• _EXERCISE PROMPT_: The lines you return should be those containing the string "just", taken from the data below.

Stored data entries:
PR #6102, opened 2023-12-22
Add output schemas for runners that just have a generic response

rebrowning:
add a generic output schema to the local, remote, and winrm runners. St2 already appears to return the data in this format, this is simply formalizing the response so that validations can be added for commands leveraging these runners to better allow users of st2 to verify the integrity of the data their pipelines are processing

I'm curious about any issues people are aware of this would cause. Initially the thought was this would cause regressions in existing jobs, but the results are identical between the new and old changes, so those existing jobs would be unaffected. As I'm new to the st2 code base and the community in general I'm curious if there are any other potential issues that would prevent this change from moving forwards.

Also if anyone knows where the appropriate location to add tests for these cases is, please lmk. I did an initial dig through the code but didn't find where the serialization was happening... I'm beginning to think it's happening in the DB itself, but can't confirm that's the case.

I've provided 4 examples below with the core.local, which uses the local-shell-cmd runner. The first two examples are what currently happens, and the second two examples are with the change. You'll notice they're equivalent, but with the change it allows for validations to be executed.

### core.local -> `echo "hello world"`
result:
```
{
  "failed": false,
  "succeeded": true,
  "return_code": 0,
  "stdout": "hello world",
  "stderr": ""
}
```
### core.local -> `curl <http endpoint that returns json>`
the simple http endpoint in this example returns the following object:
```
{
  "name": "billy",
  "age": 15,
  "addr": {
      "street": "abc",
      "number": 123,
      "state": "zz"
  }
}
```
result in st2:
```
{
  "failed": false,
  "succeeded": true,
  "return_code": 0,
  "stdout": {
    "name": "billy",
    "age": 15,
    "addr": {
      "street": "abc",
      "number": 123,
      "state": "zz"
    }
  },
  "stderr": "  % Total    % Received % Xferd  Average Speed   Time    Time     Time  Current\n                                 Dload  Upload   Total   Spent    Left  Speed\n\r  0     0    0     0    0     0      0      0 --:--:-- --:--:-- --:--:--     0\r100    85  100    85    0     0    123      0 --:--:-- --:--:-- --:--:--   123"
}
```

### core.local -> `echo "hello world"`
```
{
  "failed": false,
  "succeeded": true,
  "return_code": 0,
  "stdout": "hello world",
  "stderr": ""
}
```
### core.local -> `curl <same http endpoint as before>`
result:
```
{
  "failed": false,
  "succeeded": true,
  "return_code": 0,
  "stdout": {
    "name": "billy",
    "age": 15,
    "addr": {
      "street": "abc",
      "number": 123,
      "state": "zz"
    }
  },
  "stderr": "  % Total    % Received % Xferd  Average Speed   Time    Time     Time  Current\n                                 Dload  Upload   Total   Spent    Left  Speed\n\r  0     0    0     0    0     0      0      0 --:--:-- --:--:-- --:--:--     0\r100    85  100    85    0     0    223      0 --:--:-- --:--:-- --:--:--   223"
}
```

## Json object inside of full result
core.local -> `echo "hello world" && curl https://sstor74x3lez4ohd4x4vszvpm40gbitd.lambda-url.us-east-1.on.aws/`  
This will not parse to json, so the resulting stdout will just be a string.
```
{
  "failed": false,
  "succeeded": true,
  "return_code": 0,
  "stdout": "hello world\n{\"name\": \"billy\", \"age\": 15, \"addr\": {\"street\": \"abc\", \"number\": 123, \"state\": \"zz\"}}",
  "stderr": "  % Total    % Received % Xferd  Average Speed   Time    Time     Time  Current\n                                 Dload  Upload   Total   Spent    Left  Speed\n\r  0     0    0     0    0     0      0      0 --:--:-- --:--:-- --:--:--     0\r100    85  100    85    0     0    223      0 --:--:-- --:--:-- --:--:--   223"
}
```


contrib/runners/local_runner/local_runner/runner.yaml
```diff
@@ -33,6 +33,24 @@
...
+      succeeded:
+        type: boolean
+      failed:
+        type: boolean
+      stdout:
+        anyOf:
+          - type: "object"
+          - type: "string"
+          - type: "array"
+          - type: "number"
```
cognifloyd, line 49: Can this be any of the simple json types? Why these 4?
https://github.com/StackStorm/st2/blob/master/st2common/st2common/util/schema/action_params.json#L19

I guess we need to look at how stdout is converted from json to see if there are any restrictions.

• _TASK ANSWER_:
Add output schemas for runners that just have a generic response
This will not parse to json, so the resulting stdout will just be a string.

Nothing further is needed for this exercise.